(Records drawn from a dataset)

··········

PR #78, opened 2026-07-03
Add pre-flight environment checks before pipeline run (fixes #25)Add pre-flight environment checks before pipeline run

### LINKED ISSUE #25: Add pre-check to ensure environment is suitable
From the readme:

> 
> FM-Agent uses oh-my-openagent plugin to enhance OpenCode. The comment-checker hook built into this plugin should be disabled, otherwise it may intercept every comment block that FM-Agent writes, which are specifications of functions. It may force the agent to waste tokens justifying or removing them. You can open your oh-my-openagent config file (typically ~/.config/opencode/oh-my-openagent.json) and add disabled_hooks:
> 
> {
>   "disabled_hooks": ["comment-checker"],
> }

It would be nice if FM-Agent could do a quick check in advance and inform the user of the missing configuration and potential issues, if the environment is not setup suitably. The result could be saved as a memory, so the user is not asked again if they wish to ignore the suggestion.

ji-ji-hao:
Add env_check module that verifies the runtime setup is suitable before launching the pipeline:

- Checks LLM_API_KEY is configured in .env
- Checks oh-my-openagent is installed
- Checks comment-checker hook is disabled (FM-Agent writes function specs as comment blocks, which the comment-checker intercepts)

Users can choose to proceed, permanently ignore the warnings, or quit to fix the issues. Non-interactive sessions (CI) auto-proceed with warnings logged.

Closes #25

### DIFF
--- a/main.py
+++ b/main.py
@@ -572,11 +572,6 @@ def frozen_worktree(proj_dir, exclude=("fm_agent",), copy_excluded=True):
 
 
 def run_pipeline(proj_dir, resume=False, required_source_files=None):
-    # ---- pre-flight environment check ----
-    import config
-    from src.env_check import run as env_check_run
-    if not env_check_run(proj_dir, config):
-        sys.exit(0)
     if not os.path.isdir(proj_dir):
         print(f"[Pipeline] ERROR: proj_dir does not exist or is not a directory: {proj_dir}")
         sys.exit(1)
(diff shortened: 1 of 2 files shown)


haoran-ding:
The position of running env_check_run is incorrect. Check happens only when run_pipeline is executed. But the main.py may also run other functions, such as incremental reasoning. Please change the check position.

haoran-ding (approved):
Approved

··········

[Your goal] All of the lines above must be returned exactly.

[Exercise result]
PR #78, opened 2026-07-03
Add pre-flight environment checks before pipeline run (fixes #25)Add pre-flight environment checks before pipeline run

### LINKED ISSUE #25: Add pre-check to ensure environment is suitable
From the readme:

> 
> FM-Agent uses oh-my-openagent plugin to enhance OpenCode. The comment-checker hook built into this plugin should be disabled, otherwise it may intercept every comment block that FM-Agent writes, which are specifications of functions. It may force the agent to waste tokens justifying or removing them. You can open your oh-my-openagent config file (typically ~/.config/opencode/oh-my-openagent.json) and add disabled_hooks:
> 
> {
>   "disabled_hooks": ["comment-checker"],
> }

It would be nice if FM-Agent could do a quick check in advance and inform the user of the missing configuration and potential issues, if the environment is not setup suitably. The result could be saved as a memory, so the user is not asked again if they wish to ignore the suggestion.

ji-ji-hao:
Add env_check module that verifies the runtime setup is suitable before launching the pipeline:

- Checks LLM_API_KEY is configured in .env
- Checks oh-my-openagent is installed
- Checks comment-checker hook is disabled (FM-Agent writes function specs as comment blocks, which the comment-checker intercepts)

Users can choose to proceed, permanently ignore the warnings, or quit to fix the issues. Non-interactive sessions (CI) auto-proceed with warnings logged.

Closes #25

### DIFF
--- a/main.py
+++ b/main.py
@@ -572,11 +572,6 @@ def frozen_worktree(proj_dir, exclude=("fm_agent",), copy_excluded=True):
 
 
 def run_pipeline(proj_dir, resume=False, required_source_files=None):
-    # ---- pre-flight environment check ----
-    import config
-    from src.env_check import run as env_check_run
-    if not env_check_run(proj_dir, config):
-        sys.exit(0)
     if not os.path.isdir(proj_dir):
         print(f"[Pipeline] ERROR: proj_dir does not exist or is not a directory: {proj_dir}")
         sys.exit(1)
(diff shortened: 1 of 2 files shown)


haoran-ding:
The position of running env_check_run is incorrect. Check happens only when run_pipeline is executed. But the main.py may also run other functions, such as incremental reasoning. Please change the check position.

haoran-ding (approved):
Approved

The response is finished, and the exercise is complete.